START Excerpted records
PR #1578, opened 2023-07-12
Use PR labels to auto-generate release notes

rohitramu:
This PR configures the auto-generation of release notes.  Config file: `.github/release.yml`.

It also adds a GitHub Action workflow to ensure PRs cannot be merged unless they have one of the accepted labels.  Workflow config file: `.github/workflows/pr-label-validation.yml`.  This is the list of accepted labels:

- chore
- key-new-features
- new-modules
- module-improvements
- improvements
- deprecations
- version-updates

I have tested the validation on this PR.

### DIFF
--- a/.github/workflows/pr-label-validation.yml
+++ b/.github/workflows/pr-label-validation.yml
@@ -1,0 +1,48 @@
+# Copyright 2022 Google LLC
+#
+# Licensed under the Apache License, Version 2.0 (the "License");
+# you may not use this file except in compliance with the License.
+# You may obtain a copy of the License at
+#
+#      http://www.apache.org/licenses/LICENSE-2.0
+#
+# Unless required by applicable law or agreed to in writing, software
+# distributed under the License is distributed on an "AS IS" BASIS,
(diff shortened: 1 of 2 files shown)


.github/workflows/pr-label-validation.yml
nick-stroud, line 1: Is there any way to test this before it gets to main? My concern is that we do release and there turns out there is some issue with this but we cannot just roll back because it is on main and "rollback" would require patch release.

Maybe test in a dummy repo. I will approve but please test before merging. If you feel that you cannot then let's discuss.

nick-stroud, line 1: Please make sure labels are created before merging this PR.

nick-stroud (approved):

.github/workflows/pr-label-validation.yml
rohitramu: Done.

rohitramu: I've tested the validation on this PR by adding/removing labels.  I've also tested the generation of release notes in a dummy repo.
END Excerpted records
Please restate, word for word, the lines of the entries that run from the first line through the one holding "This PR configures", and add nothing.

PR #1578, opened 2023-07-12
Use PR labels to auto-generate release notes

rohitramu:
This PR configures the auto-generation of release notes.  Config file: `.github/release.yml`.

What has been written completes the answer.